EXERCISE OBJECTIVE>
Exactly reproduce the lines from the line containing "Hotfix for email sending in production" to the end of the data below, inclusive, and nothing else.

STUDY MATERIAL>

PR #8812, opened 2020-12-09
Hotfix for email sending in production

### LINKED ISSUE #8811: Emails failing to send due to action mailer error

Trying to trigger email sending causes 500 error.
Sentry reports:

RESPONSE TO THE TASK>
Hotfix for email sending in production

### LINKED ISSUE #8811: Emails failing to send due to action mailer error

Trying to trigger email sending causes 500 error.
Sentry reports:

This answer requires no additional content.